Elisa Sighicelli
Cohan Leslie and Browne
As the gulf between painting and photography is increasingly crossed and recrossed by artists using approaches from digital manipulation to new economies of scale, Elisa Sighicelli bridges the gap with the oldest tricks in the book: luminosity and immanence. On first viewing the works in the London-based artist's US solo debut, one might think they were mounted on stretched canvases. Even after one notices the concealed cords running up from the baseboards and realizes these are light boxes, they hardly read as such. The artist selectively paints the backs of the photographs before mounting them to limit and direct the effects of the low-intensity illumination.
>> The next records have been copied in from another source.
PR #26, opened 2023-10-01
Mup

reinhardh:
This is an implementation for mu parameterization following 
[1] Table 8 in http://arxiv.org/abs/2309.16620 for Adam
The  parameterization scales starting from the parameters of an existing based model. 

If the parameter   --mup_base_dim [int] is given, the model model is modified following [1] as follows:
- To change the initialization variables of the output weights to be constant [1], we fix them to 1/mup_base_dim 
- To scale the output with 1/fan_in, we multiply the output with 1 / (fan_in / base_fan_in)
- To change the learning rates of the matrix-like parameters, apart from the embedding and output layers to be 1/fan_in, we scale them with 1 / (fan_in / base_fan_in)
For our parameterization of the transformer this only requires mup_base_dim.

If the parameter   --mup_base_n_heads [int] is given, we also do, following [1]:
- To scale the attention logits with 1/head_dim, we scale them as 1/sqrt(base_head_dim) * 1/ (head_dim/base_head_dim). 
If this parameter is not given, we do not scale the attention logits, if we keep head_dim constant this still follows mu parametrization. 

We could also add Mitchel's mup_simple (http://arxiv.org/abs/2309.14322) as an option, this would be a very simple modification, we would only change the learning rates, but not the scales in the model itself.

### DIFF
--- a/open_lm/model.py
+++ b/open_lm/model.py
@@ -254,6 +254,6 @@ def create_model(args):
         weight_tying=cfg["weight_tying"],
         norm_type=get_norm_class(args),
         apply_qk_norm=args.qk_norm,
-        rotary_old=args.rotary_old
+        #rotary_old=args.rotary_old
     )
     return Transformer(args)
--- a/open_lm/model.py
+++ b/open_lm/model.py
@@ -131,9 +131,10 @@ class CustomAttn(nn.Module):
 
         if self.mup_base_n_heads:
             '''
-            if mup_base_n_heads = 0, we assume head_dim in the target and base model is equal
-            mup requires to scale attention as 1/d instead of 1/sqrt(d)
-            relative scaling requires 
+            if mup_base_n_heads = 0, the parameter is not given and we do not scale.
+            If head_dim==mup_base_n_heads no scaling would be required.
+            mup requires to scale attention as 1/d instead of 1/sqrt(d), 
+            thus the relative scaling as below
             '''
             base_head_dim = self.mup_base_dim // self.mup_base_n_heads
             multiplier = 1 / (self.head_dim / base_head_dim)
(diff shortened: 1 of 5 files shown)


open_lm/model.py
```diff
@@ -125,7 +129,18 @@ def forward(self, x: torch.Tensor, is_causal=True):
...
+        if self.mup_base_n_heads:
+            '''
+            if mup_base_n_heads = 0, the parameter is not given and we do not scale.
+            If head_dim==mup_base_n_heads no scaling would be required.
+            mup requires to scale attention as 1/d instead of 1/sqrt(d), 
+            thus the relative scaling as below
+            '''
+            base_head_dim = self.mup_base_dim // self.mup_base_n_heads
+            multiplier = 1 / (self.head_dim / base_head_dim)
+            output = self.attn_fn(queries, keys, vals, is_causal=is_causal) * float(multiplier)
```
mitchellnw, line 141: I believe the scaling needs to be pre-softmax -- could be applied to the keys before `self.attn_fn`

open_lm/model.py
```diff
@@ -254,6 +278,8 @@ def create_model(args):
         weight_tying=cfg["weight_tying"],
         norm_type=get_norm_class(args),
         apply_qk_norm=args.qk_norm,
-        rotary_old=args.rotary_old
+        mup_base_dim=args.mup_base_dim,
+        mup_base_n_heads=args.mup_base_n_heads,
+        #rotary_old=args.rotary_old
```
mitchellnw, line 283: Why is rotary old removed?

mitchellnw:
Awesome! It looks like Samir also has a PR for mup (but just simple version) going right now: https://github.com/mlfoundations/open_lm/pull/25. No preference on my end but we should probably choose one for further iteration/testing.

open_lm/model.py
sagadre: also is there any way we can make minimal (ideally no) changes to the model.py file? mup is kind of a niche use case for open lm, so it might be nice to have the implementation separate from the main model. maybe we can use some mixin pattern for mup instead?

PR #28, opened 2023-10-06
Fixed up generate.py, added to readme

revbucket:
- made some minor readme bookkeeping changes
- fixed some minor bug in in-memory-evals 
- changed generate.py to mimic the setup from eval, and added instructions here to the readme

### DIFF
--- a/eval/eval_openlm_ckpt.py
+++ b/eval/eval_openlm_ckpt.py
@@ -1,7 +1,7 @@
 import argparse
 import json
 import time
-import sys
+import sys; sys.path.append('..')
 from typing import List
 import builtins as __builtin__
 from open_lm.model import create_params
--- a/eval/eval_openlm_ckpt.py
+++ b/eval/eval_openlm_ckpt.py
@@ -1,7 +1,7 @@
 import argparse
 import json
 import time
-import sys; sys.path.append('..')
+import sys
 from typing import List
 import builtins as __builtin__
 from open_lm.model import create_params
--- a/README.md
+++ b/README.md
@@ -24,6 +24,8 @@ Here we'll go over a basic example where we start from a fresh install, download
 ## Setup
 We require python >=3.9, and a current installation of pyTorch, as well as several other packages. The full list of requirements is contained in `requirements.txt` and can be installed in your python enviornment via
 ```>>> pip install -r requirements.txt```
+Next, to access `open_lm` everywhere in your virtual environment, install it using pip (from within the top level github repo)
+```>>> pip install --editable . ```
 Some considerations:
 - We like [WandB](https://wandb.ai/) and [tensorboard](https://www.tensorflow.org/tensorboard) for logging. We specify how to use these during training below.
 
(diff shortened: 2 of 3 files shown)


eval/eval_openlm_ckpt.py
```diff
@@ -1,7 +1,7 @@
 import argparse
 import json
 import time
-import sys
+import sys; sys.path.append('..')
```
achalddave, line 4: Is this necessary? If you pip install openlm, you shouldn't need this right?

achalddave (commented):
One small comment - I think we don't need path modifications after pip install. Also, could you post the output you get from a sample generation run with a 1b model just to ensure nothing broke? No worries if you don't have access, I can test it tomorrow if so.

eval/eval_openlm_ckpt.py
mitchellnw: Yea good catch +1

ludwigschmidt: Continuing the conversation that's partially on Slack here. Maybe the following is useful, I've adopted this approach in the past when developing Python packages: https://setuptools.pypa.io/en/latest/userguide/development_mode.html

revbucket: Putting what I wrote on slack publicly:
-------------------------
Re the sys.path.append('..'): yes it's a bit sketchy. I hadn't installed open_lm via pip -- I generally tend to avoid assuming we've got the pip packages (especially when we're developing and making changes). We can always point pip to the directory where things are contained, but then it's tricky to make sure we're using the current under-development code.
----------------------------------
For an example output:
passing this command:
python generate.py \
--model open_lm_1b |
--checkpoint /raid/mgj528/checkpoints/open_lm/open_lm_1B/open_lm_1b.pt \
--rotary-old \
--input-text "Deep learning is defined as "
 I get this output:

Loading model into the right classes...
--------------------------------------------------
		 Model output:
--------------------------------------------------
Deep learning is defined as 
the use of neural networks as black boxes, i.e., without providing any explicit model architecture, e.g., as a generic approach for machine learning without domain expertise or a specific algorithm, or by making use of off-the-shelf libraries, to solve a variety of machine learning problems.

A popular type of machine learning method is deep learning, which has become a standard machine learning approach. In recent years, deep learning has been used to solve a variety of problems in natural language processing (NLP), such as question answering and sentiment analysis. In this context, a great deal of research has focused on developing deep learning models for NLP tasks \cite{Sutskever2014Convolutional,Hochreiter1997Long}.

Deep learning models can be trained with limited labeled data. However, to ensure that a trained model works well, additional data must be collected and labeled. This makes it difficult to adopt deep learning models in real-world applications
--------------------------------
And re: rotary old,

I just copied the exact same thing that happens with the eval/eval_openlm_ckpt.py code:
i.e.
the rotary-old kwarg gets added via open_lm.params.add_model_args and then model gets constructed via OpenLMConfig(create_params(args))

So I have no idea if this is correct, just that it's what the eval code does

achalddave: Okay awesome! The generation looks quite reasonable, let's merge this after removing `sys.path.append`. Agree with Ludwig re: `pip install -e .`, that's my usual strategy. We can add that to README if we want.

achalddave: Thanks for the PR + testing it!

When this works—and it usually does—the light from behind the image, the light on its surface, and the elements in the image itself are balanced in a way that recalls the use of glazes in Renaissance painting to produce the effect of luminescence.
The six works in this series are compositionally consistent. All but one show a domestic interior photographed at a very low angle from the floor; the meeting of floor and wall forms a horizon that neatly divides the image into blurry lower half and focused upper half. Light penetrates the room around curtained windows or through half-open doors and shines on the highly polished floors. Parlour (all works 2002) is a group of five images hung side by side so that the floor-wall horizons form a single line, with shadows and reflections of furniture providing the drama. In one image the carved detail of a divan’s base is mirrored in the floor so that it rhymes with the corner ornamentation of a table, which leads to shimmering spiraled glass table legs and onto the filigree of a window grate. In Red Gingham a checked tablecloth stands in for the floor, while light creeps almost palpably through a door standing ajar. Through her subtle manipulations of the translucent surface, Sighicelli achieves remarkable painterly effects of chiaroscuro and sfumato without violating the photographic integrity of the images.
The scenes are stripped down to a few evocative elements: the gently splayed leg of a Chinese table, the black backs of two chairs, the reflection of a potted plant dying into striations of light on a polished floor. Because the pictures are shot from and along the floor, the details are monumentalized, as in our earliest childhood memories, which often involve the undersides of things. These prearticulate recollections tend to register as pure sensation; part of the pleasure of Sighicelli’s work is bound up with this kind of memory. Her images encourage immersion and transference by not insisting on any one reading; the spaces represented in them are immanent, not fixed.
We are told that the Turin-born Sighicelli made these images in Cuba, and without the low angle of view and subtle manipulations they might be mistaken for that kind of exoticizing photography that presents the colorful, dilapidated interiors of Old Havana as metaphors for the failure of socialism. Sighicelli’s works have nothing to do with that genre, but there is one work in the show that might link Turin to Havana. The image features a fleshy mottled-red sheer curtain (or shroud) before which rises an ornate, faux-everything headboard. In a cleft at its apex is nestled a secret but exalted crucifix.
These works are interiors to be mused on. They are not absorptive of someone else’s life or social situation but reflective of viewers’ own memories. That’s not to say the images are neutral. Balancing as they do in this liminal zone is a tremendously willful and difficult proposition. What they achieve at their best is a rare form of estrangement without alienation.